» DIRECTIONS FOR THIS TASK
Collect each line of the entries that holds the string "default".
RECORDS SUPPLIED Block Start
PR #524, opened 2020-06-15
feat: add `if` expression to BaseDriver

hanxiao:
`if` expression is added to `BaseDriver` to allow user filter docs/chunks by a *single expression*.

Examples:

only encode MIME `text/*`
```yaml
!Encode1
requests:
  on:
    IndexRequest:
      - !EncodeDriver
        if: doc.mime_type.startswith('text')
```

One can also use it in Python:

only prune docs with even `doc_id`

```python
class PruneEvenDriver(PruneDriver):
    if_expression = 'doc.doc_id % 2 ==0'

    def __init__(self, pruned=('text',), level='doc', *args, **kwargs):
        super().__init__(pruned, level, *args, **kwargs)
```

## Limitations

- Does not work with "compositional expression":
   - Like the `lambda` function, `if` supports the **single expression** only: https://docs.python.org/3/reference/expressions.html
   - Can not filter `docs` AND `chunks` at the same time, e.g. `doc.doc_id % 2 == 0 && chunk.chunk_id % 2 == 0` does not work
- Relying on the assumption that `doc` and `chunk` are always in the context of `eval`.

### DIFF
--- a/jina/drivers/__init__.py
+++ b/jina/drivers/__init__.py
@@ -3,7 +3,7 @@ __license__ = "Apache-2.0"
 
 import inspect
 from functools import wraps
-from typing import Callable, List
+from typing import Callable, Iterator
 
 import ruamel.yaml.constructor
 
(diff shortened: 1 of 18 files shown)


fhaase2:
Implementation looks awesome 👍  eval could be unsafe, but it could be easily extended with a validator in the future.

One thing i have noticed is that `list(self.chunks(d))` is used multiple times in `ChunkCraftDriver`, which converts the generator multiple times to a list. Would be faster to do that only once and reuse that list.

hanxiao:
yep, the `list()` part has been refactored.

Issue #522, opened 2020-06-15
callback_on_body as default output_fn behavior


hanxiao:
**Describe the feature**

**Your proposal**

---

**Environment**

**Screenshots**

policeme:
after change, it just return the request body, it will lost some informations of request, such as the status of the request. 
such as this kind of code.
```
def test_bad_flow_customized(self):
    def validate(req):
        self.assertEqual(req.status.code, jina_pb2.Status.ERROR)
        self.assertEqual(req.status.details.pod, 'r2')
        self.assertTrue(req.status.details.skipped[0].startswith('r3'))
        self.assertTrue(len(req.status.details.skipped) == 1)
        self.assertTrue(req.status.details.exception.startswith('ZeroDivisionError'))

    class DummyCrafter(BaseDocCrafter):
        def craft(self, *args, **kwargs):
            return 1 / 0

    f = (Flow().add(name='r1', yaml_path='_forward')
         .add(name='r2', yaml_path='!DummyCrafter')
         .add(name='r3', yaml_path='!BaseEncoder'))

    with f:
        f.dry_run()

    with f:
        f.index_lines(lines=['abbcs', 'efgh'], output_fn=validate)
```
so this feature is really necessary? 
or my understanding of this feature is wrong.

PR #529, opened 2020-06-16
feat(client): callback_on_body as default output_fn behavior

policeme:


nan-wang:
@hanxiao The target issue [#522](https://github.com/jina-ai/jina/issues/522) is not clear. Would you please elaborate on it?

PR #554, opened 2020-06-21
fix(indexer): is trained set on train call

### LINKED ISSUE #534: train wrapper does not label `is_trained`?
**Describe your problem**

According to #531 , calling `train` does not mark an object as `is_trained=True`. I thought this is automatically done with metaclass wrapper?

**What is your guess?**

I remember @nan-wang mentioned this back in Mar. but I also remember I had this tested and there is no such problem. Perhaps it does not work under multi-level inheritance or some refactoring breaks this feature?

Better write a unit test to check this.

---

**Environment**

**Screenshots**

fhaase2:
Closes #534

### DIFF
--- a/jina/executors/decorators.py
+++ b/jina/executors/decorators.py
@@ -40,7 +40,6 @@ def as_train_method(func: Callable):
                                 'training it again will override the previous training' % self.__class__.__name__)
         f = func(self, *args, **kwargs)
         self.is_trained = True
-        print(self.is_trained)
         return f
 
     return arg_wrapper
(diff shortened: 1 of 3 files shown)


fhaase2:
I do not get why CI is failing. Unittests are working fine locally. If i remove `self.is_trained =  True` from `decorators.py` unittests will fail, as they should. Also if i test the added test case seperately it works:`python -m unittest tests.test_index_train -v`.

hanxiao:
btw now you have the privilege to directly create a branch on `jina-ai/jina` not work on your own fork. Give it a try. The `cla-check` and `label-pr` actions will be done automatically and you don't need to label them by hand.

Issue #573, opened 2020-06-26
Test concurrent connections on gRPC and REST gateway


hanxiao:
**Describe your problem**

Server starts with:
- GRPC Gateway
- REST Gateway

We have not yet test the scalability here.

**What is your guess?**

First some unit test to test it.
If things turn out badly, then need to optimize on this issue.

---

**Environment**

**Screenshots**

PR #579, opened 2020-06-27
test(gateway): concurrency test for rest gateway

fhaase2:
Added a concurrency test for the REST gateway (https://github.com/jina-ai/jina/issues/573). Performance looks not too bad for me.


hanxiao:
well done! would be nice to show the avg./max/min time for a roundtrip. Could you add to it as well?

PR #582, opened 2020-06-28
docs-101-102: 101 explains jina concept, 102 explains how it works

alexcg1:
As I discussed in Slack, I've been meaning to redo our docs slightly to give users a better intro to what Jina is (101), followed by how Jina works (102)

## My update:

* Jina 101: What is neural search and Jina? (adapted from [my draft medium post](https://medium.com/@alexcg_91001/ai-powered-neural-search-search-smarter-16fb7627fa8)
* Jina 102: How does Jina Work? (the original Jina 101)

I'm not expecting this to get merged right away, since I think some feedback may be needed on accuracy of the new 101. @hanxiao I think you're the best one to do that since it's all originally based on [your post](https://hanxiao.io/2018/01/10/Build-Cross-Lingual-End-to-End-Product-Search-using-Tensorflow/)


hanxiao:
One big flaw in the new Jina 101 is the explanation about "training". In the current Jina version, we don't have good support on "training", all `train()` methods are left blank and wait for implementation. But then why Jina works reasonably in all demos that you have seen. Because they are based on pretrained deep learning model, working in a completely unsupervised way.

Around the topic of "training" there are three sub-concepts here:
RECORDS SUPPLIED Block End
» OUTPUT FOR THIS TASK
callback_on_body as default output_fn behavior
feat(client): callback_on_body as default output_fn behavior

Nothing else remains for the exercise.